縁を結ぶ赤い糸と、縁を切る白い糸が争い、赤が勝った結果、美希は死んだ。姉妹の生存競争だ。
僕はその渦中に、自分から深く関わってしまっていた。
そんなこと、誰に話したって信じてもらえるはずがない。
だから、学校で無視をされるのは、むしろ僕への罰である。受け入れなければならない。
片手に雑巾を持ち、もう一方の手で椅子を下ろしていく。下ろしたそばから机を拭く。
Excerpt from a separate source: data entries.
PR #1939, opened 2018-04-25
HZN-1299: Review and validate JFlow v5 support

christianpape:
* JIRA: https://issues.opennms.org/browse/HZN-1299

See also 
https://github.com/OpenNMS/elasticsearch-drift-plugin/pull/7


features/flows/elastic/src/main/java/org/opennms/netmgt/flows/elastic/SamplingAlgorithm.java
```diff
@@ -0,0 +1,78 @@
...
+    @SerializedName("UniformProbabilisticSampling")
+    UniformProbabilisticSampling,
+    @SerializedName("PropertyMatchFiltering")
+    PropertyMatchFiltering,
+    @SerializedName("HashBasedFiltering")
+    HashBasedFiltering,
+    @SerializedName("FlowStateDependentIntermediateFlowSelectionProcess")
+    FlowStateDependentIntermediateFlowSelectionProcess;
+
+    public static SamplingAlgorithm from(final Flow.SamplingAlgorithm samplingAlgorithm) {
```
mvrueden: Can we please write a test for this, ensuring that in the future we don't forget to map something.

j-white:
What do you think about storing the scaled values in ES instead of performing this action with the plugin?

Some pros:
* Handling of more complex scaling/sampling scenarios
* Faster query execution speed (no need to lookup multiple values and multiply these)

Cons:
* Storage required for another field

christianpape:
Seems reasonable. @fooker Do you have an opinion on that?

fooker:
Another con: we can not correct history.
But as long as we store the value in an additional field, it should be fine and we can fix things by reindexing.

christianpape:
Found additional problem. Please also review and merge PR https://github.com/OpenNMS/elasticsearch-drift-plugin/pull/7

PR #1940, opened 2018-04-25
NMS-9965: Update notification documentation

mmahacek:
NMS-9965: Update Notification documentation with links to OpenNMS 101 videos

* JIRA: https://issues.opennms.org/browse/NMS-9965

Added links to OpenNMS 101 videos and a reference that SMTP settings can be found in javamail-configuration.properties

### DIFF
--- a/opennms-doc/guide-admin/src/asciidoc/text/notifications/concepts.adoc
+++ b/opennms-doc/guide-admin/src/asciidoc/text/notifications/concepts.adoc
@@ -149,4 +149,4 @@ NOTE: Use external binary notification commands sparingly to avoid fork-bombing 
 Originally, all notification commands were external.
 Today only the `numericPage` and `textPage` commands use external programs to do their work.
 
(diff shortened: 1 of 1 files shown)


indigo423:
I would vote against linking YouTube videos in our official docs for the following reasons:

* Probabilities for changing links is pretty high
* Can't be updated by a developer/user when the behavior is changed

IMHO would be better when the content of the video is transcribed to real documentation.

mmahacek:
I get that about the static nature of the video content. Though given how often the videos are referenced in chat, I would at least suggest referencing https://www.youtube.com/OpenNMS to direct users to the repository to more easily find the videos.

indigo423:
@mmahacek Yes, got it agree. What do you think adding a section with a link to the videos here: https://www.opennms.org/en/docs?

RangerRick:
Yeah, I think there should at least be generic links, even if they have a caveat that they may not necessarily apply to the latest version.  The chances of "the content of the video is transcribed to real documentation" happening are exactly 0.  :)

PR #1944, opened 2018-04-28
NMS-9919: Fix first and last switched timestamps for Netflow v9

j-white:
JIRA: https://issues.opennms.org/browse/NMS-9919

Here we fix an issue with timestamp parsing in Netflow v9 - the `sysUpTime` is provided in milliseconds and not in seconds.


christianpape:
Yes, milliseconds - sorry we missed that. PR looks good for me...

PR #1945, opened 2018-04-30
NMS-10067: Enhance AlarmPersisterImpl to support updating acknowledgment values on reduction

jeffgdotorg:
* JIRA: http://issues.opennms.org/browse/NMS-10067

### DIFF
--- a/opennms-alarms/daemon/src/main/java/org/opennms/netmgt/alarmd/AlarmPersisterImpl.java
+++ b/opennms-alarms/daemon/src/main/java/org/opennms/netmgt/alarmd/AlarmPersisterImpl.java
@@ -147,7 +147,7 @@ public class AlarmPersisterImpl implements AlarmPersister {
             if (LOG.isDebugEnabled()) {
                 LOG.debug("addOrReduceEventAsAlarm: reductionKey:{} found, reducing event to existing alarm: {}", reductionKey, alarm.getIpAddr());
             }
-            reduceEvent(e, alarm, event, getEventForwarder());
+            reduceEvent(e, alarm, event);
             m_alarmDao.update(alarm);
             m_eventDao.update(e);
 
@@ -175,7 +175,7 @@ public class AlarmPersisterImpl implements AlarmPersister {
         return new OnmsAlarmAndLifecycleEvent(alarm, ebldr.getEvent());
     }
 
-    private static void reduceEvent(OnmsEvent e, OnmsAlarm alarm, Event event, EventForwarder f) {
+    private static void reduceEvent(OnmsEvent e, OnmsAlarm alarm, Event event) {
         
         //Always set these
         alarm.setLastEvent(e);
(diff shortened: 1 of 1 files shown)


opennms-alarms/daemon/src/main/java/org/opennms/netmgt/alarmd/AlarmPersisterImpl.java
```diff
@@ -63,6 +63,7 @@
  */
 public class AlarmPersisterImpl implements AlarmPersister {
     private static final Logger LOG = LoggerFactory.getLogger(AlarmPersisterImpl.class);
+    public static final String EVENT_SOURCE_NAME = "Alarmd";
```
j-white: Unused constant.

opennms-alarms/daemon/src/main/java/org/opennms/netmgt/alarmd/AlarmPersisterImpl.java
```diff
@@ -174,7 +175,7 @@ private OnmsAlarmAndLifecycleEvent addOrReduceEventAsAlarm(Event event, boolean
         return new OnmsAlarmAndLifecycleEvent(alarm, ebldr.getEvent());
     }
 
-    private static void reduceEvent(OnmsEvent e, OnmsAlarm alarm, Event event) {
+    private static void reduceEvent(OnmsEvent e, OnmsAlarm alarm, Event event, EventForwarder f) {
```
j-white: Unused argument.

opennms-alarms/daemon/src/main/java/org/opennms/netmgt/alarmd/AlarmPersisterImpl.java
```diff
@@ -211,7 +212,8 @@ private static void reduceEvent(OnmsEvent e, OnmsAlarm alarm, Event event) {
                         alarm.setSeverity(OnmsSeverity.valueOf(e.getSeverityLabel()));
                     } else if (fieldName.toLowerCase().contains("descr")) {
                         alarm.setDescription(e.getEventDescr());
-                        alarm.setSeverity(OnmsSeverity.valueOf(e.getSeverityLabel()));
```
j-white: Was this removal intentional?

pbrane:
Those "unused" issues references should be deleted.  This was from the patch I provided.
The update of description when the update of severity was being handled appeared to be a bug IMHO since that removes control of that field from the user's configuration.  Probably something I did decades ago. :(

opennms-alarms/daemon/src/main/java/org/opennms/netmgt/alarmd/AlarmPersisterImpl.java
jeffgdotorg: I agree with @pbrane that this one is likely a copypasta bug.

pbrane:
Let's do that later as another enhancement issue.

j-white:
@jeffgdotorg I'd opt for the JEXL expression which would give more flexibility.

Users using this feature may also want to update the `unclear` automation to un-ack as well.

Once merged, can we also look at updating the wiki page so that this is reference-able somewhere other than in the code: https://wiki.opennms.org/wiki/Configuring_alarms#Update_Field

PR #1947, opened 2018-05-01
HZN-1301: Improve service lookup reliability by adding a relative timeout

j-white:
JIRA: https://issues.opennms.org/browse/HZN-1301

Fix intermittent telemetryd adapter loading when the startup process takes a long time.


cgorantla:
Looks good to me :+1:

PR #2066, opened 2018-07-19
HZN-1345: Provide health:check command

mvrueden:
Here we introduce a new `health:check` command, which can possibly run in all containers.

* JIRA: https://issues.opennms.org/browse/HZN-1345

Screenshots of the new `health:check` command:
 * https://ibin.co/490rlOr1jTLj.png
 * https://ibin.co/490ryVs0QX6N.png

The documentation could be  a bit more, but decided to wait until the install-guid changes from @indigo423 are merged to avoid merge conflicts.

The introduced TODOs will be addressed when the feature definitions are reworked. See issue [HZN-1339](https://issues.opennms.org/browse/HZN-1339)


j-white:
Looks good and is working well 👍 

Should we add the command to the OpenNMS container too?

mvrueden:
I decided to not add it at the moment by default, as the Nominatim Geocoder Bundle always fails, thus making the `health:check` command also always fail.

However if we want this to be enabled in opennms container, too, it is not much work, and we can address that in a separate issue very easily (-:

j-white:
I noticed that this bundle health check also fails on the Minion container when started via ./runInPlace.sh - we install Hawtio by default, but one of the related bundles fails.

Having a bundle in a failed state isn't necessary a problem though...

mvrueden:
I disagree.

In `runInPlace.sh` we install the hawtio-offline feature, which starts a bundle which requires dependencies, which are not fullfilled, thus failing to start that bundle. Therefore we should not start/install the bundle or have it resolve its dependencies accordingly.

If we don't enforce the bundle check, the health-check deployment gets more complicated, which is fine, but adds more complexity.

j-white:
🥇

PR #2074, opened 2018-07-24
NMS-10257: Only refresh the event listener when handling a reloadDaemonConfig event

j-white:
JIRA: https://issues.opennms.org/browse/NMS-10257


mvrueden:
LGTM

どうせたいしてきれいな天板でもないので、適当。
落書きどころか、中には彫刻刀で彫った跡まで残っている。
テスト前にはすべて消すように言われるのに、どうして学校の備品を汚損するような真似をするのだろう。
「ん……?」
その中にひとつ、明確に誰かに向けたメッセージを発見した。
薄い鉛筆の筆跡なのに見逃さなかったのは、最近、僕の心を占めているのと同じ言葉だったからだ。
『ごめんなさい』
ここは、誰の席だったか。僕はぐるり、記憶の中の配置と照らし合わせる。すぐに答えははじき出された。遠藤の席だ。
彼女は、美希に対して従順だった。親友というには、彼女に遠慮をしすぎだった。女王様に仕える侍女のように、ひっそりと寄り添っていた。
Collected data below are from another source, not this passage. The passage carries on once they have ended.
PR #2076, opened 2018-07-26
NMS-10212: Do not reuse RadiusAuthenticator in RadiousAuthenticationProvider

mvrueden:
* JIRA: https://issues.opennms.org/browse/NMS-10212

This is first targeted for foundation-2018. 
We need to decide where to backport this fix as well.

### DIFF
--- a/opennms-webapp/src/main/webapp/WEB-INF/spring-security.d/radius.xml.disabled
+++ b/opennms-webapp/src/main/webapp/WEB-INF/spring-security.d/radius.xml.disabled
@@ -47,7 +47,7 @@
     <!--<beans:property name="port" value="1812"/>-->
     <!--<beans:property name="timeout" value="5"/>-->
     <!--<beans:property name="retries" value="3"/>-->
-    <!--<beans:property name="authTypeClass"><beans:bean class="net.jradius.client.auth.PAPAuthenticator"/></beans:property>-->
+    <!--<beans:property name="authTypeClass" value="net.jradius.client.auth.PAPAuthenticator"/>
     <!--<beans:property name="defaultRoles" value="ROLE_USER"/>-->
     <!--<beans:property name="rolesAttribute" value="Unknown-VSAttribute(%%% Vendor ID %%%:%%% Attribute Number %%%)"/>-->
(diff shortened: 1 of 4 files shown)


indigo423:
Tried to:

a) compile from source
b) Installed RPMS from Bamboo

When I try to start OpenNMS it got stuck here. I don't know how to test it.

screen shot 2018-07-27 at 18 43 50

indigo423:
Was able to test the branch and works as expected. Thanks to fearless @mvrueden and his debugging skills 🏅

@RangerRick we have to add a changelog, the fix requires to change an existing `radius.xml`. To not reuse an existing class, the configuration needs now to be in the radius.xml:

```
<beans:property name="authTypeClass" value="net.jradius.client.auth.PAPAuthenticator"/>
```

We have to give a hint to all users with Horizon 22.0.2+ and Meridian 2018+ when we merge to foundation-2018 right?

opennms-webapp/src/main/webapp/WEB-INF/spring-security.d/radius.xml.disabled
```diff
@@ -47,7 +47,7 @@
     <!--<beans:property name="port" value="1812"/>-->
     <!--<beans:property name="timeout" value="5"/>-->
     <!--<beans:property name="retries" value="3"/>-->
-    <!--<beans:property name="authTypeClass"><beans:bean class="net.jradius.client.auth.PAPAuthenticator"/></beans:property>-->
+    <!--<beans:property name="authTypeClass" value="net.jradius.client.auth.PAPAuthenticator"/>
```
BugBuster1701: This is missing in the end:  `-->`

mvrueden: Good catch, thanks (-:

mvrueden:
Marking as triage as it is not yet decided on how to address the backwards-compatibility issue.

mvrueden:
After a quick discussion, we are going to backport this to `foundation-2015` and create a `Breaking Changes` section in the changelog.

PR #2079, opened 2018-07-27
NMS-10282: Use ISO8601 date format conversion from StringUtils

cgorantla:
Use ISO8601 date format conversion like [here](https://github.com/OpenNMS/opennms/blob/c1cb2d3777059be9672218491b6374ee4140ded9/core/lib/src/main/java/org/opennms/core/utils/StringUtils.java#L249) instead of specifying it in `yyyy-MM-dd'T'HH:mm:ss.SSS` format.
Remove default date format in xml, it will still default to ISO8601 format.

* JIRA: http://issues.opennms.org/browse/NMS-10282

### DIFF
--- a/opennms-alarms/api/src/main/java/org/opennms/netmgt/alarmd/api/support/AbstractNorthbounder.java
+++ b/opennms-alarms/api/src/main/java/org/opennms/netmgt/alarmd/api/support/AbstractNorthbounder.java
@@ -32,6 +32,7 @@ import java.io.Serializable;
 import java.io.StringWriter;
 import java.text.SimpleDateFormat;
 import java.util.ArrayList;
+import java.util.Date;
 import java.util.HashMap;
 import java.util.List;
 import java.util.Map;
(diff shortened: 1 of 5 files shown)


cgorantla:
@agalue  Thanks for the review. that would help if you can verify it once.

mvrueden:
Marking as `triage` as we are waiting on confirmation from @agalue

agalue:
I tried the latest RPMs on a VM, and it works as expected.

First, I enabled rsyslog to listen on UDP 514 on the VM itself. Then, I've enabled Syslog NBI, and added a date field on the message.

Initially, I've used the default (no custom date format), and send a nodeDown event. The event was received as:

```
Aug  2 14:00:09 horizon.local OpenNMS: 2018-08-02T14:00:08-04:00 - ID:1, NODE:; #012            Node  is down.#012      
```

So, it is indeed using the default.

Now, I've changed the format to be "", and reloaded the Syslog NBI. I sent the event again and it was received as:

```
Aug  2 14:04:03 horizon.local OpenNMS: 08/02/2018 14:04:02 - ID:1, NODE:; #012            Node  is down.#012 
```

PR #2082, opened 2018-07-30
HZN-1348: Allow Drools rule for Alarmd to be customized

j-white:
JIRA: https://issues.opennms.org/browse/HZN-1348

美希の死後も、仲良しグループは崩壊しなかった。彼女がいなくなったことで、より結束が深まったようにも見える。笑うことも少なくなった遠藤のことを、青山と渡瀬は励まそうとする。遠藤は彼らの言動に、少し困惑している様子を見せた。
美希の立場をスライドしている。でも、遠藤は美希のように振る舞うことはできないから、どこか違和感が、しこりとして存在している。
ごめんなさい、の文字をなぞる。女の子らしい、きれいな文字だった。少しだけ右に上がる癖がある。
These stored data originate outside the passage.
PR #2085, opened 2018-07-30
NMS-11794: Allow partially completed provisioning scans

brynjare:
* JIRA: https://issues.opennms.org/browse/NMS-11794

Basing this on the 'develop' branch, since the commit affects a critical part of OpenNMS, changing the current behaviour.

This commit adds two new events: 
1. uei.opennms.org/internal/provisiond/provisionTaskFailed
2. uei.opennms.org/internal/provisiond/nodeScanPartiallyCompleted

Whenever NodeScan encounters a non-critical problem during the scan, a Warning event (including information about which step failed) will be created, but the scan will continue.

If one or more of these failures were encountered, a nodeScanPartiallyCompleted Warning event will be created, triggering an alarm. This alarm will be auto-cleared by the next nodeScanCompleted event, triggered by a successful scan.

### DIFF
--- a/features/events/api/src/main/java/org/opennms/netmgt/events/api/EventConstants.java
+++ b/features/events/api/src/main/java/org/opennms/netmgt/events/api/EventConstants.java
@@ -437,8 +437,12 @@ public abstract class EventConstants {
 
     /** Constant <code>PROVISION_SCAN_COMPLETE_UEI="uei.opennms.org/internal/provisiond/nod"{trunked}</code> */
     public static final String PROVISION_SCAN_COMPLETE_UEI="uei.opennms.org/internal/provisiond/nodeScanCompleted";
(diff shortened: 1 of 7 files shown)


j-white:
Looks reasonable at first glance, I'll need to take a closer look to assess the impact though.

One thing that's missing are tests to capture the new behavior.

RangerRick:
Agreed.  Once there's some test coverage, we can run it through Bamboo and make sure everything passes.

brynjare:
Thanks for the feedback so far! I just returned from vacation, but I'll look into creating some tests for the new functionality.

mvrueden:
Last state of this is, that test coverage is needed. @brynjare are you still considering working on this?

mvrueden:
@j-white, @RangerRick do we take the time implementing the tests ourselves, or what do we want to do with this PR?

PR #2086, opened 2018-07-30
NMS-10291: DefaultProvisionService logs noisily for monitored service having state "N"

jeffgdotorg:
* JIRA: http://issues.opennms.org/browse/NMS-10291


j-white:
Simple enough. Will merge once green.

PR #2089, opened 2018-08-02
NMS-10304: Refactor timeseries applicationContext xml files with 'timeseries' prefix

cgorantla:
* JIRA: https://issues.opennms.org/browse/NMS-10304


mvrueden:
LGTM, thank you for the quick patch 👍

謝罪は独り言ではない。誰か相手がいてこそ、紡がれる言葉だ。
授業中に当てられた遠藤が、黒板に書いた文字を思い出す。彼女自身の筆跡で、間違いないだろう。
遠藤は自分の机に、誰かに向けての謝罪を書いた。その相手は、二択だ。
今はもういない美希に対してか、あるいは、自意識過剰かもしれないが、僕か。
青山たちの煽動によって、陰湿な目に遭っている僕のことを、彼女は時折、もの言いたげに見てくる。
遠藤は、自分の意見をはっきりと言えるタイプではない。渡瀬や青山を止められないことを、僕に謝っている。
そう解釈することもできた。
僕は少し考えて、筆箱からシャープペンシルを取り出した。他人の机に落書きをする、小さな悪事。少し緊張する。遠藤の筆跡よりも薄い字で、僕は一言、書き添えた。
気にしないで、と。
もしも美希に向けたメッセージだったとしても、いいじゃないか。遠藤の無用の罪悪感を拭うことができるなら、これもまた、贖罪だ。
最後まで掃除をひとりでやりとげた僕は、担任への報告をして、帰宅の途につく。
教師も、最近毎日ひとりで報告に訪れるのを認識しているくせに、僕が平気な顔をしているものだから、見て見ぬ振りをしている。
その方が楽だから。僕だって、みんなと同じ立場だったら、そうしている。
いじめではない。断じていじめではないのだ。ただ単に、居心地が悪いだけ。
僕は先生に挨拶をすることもなく、背中を丸めて下校した。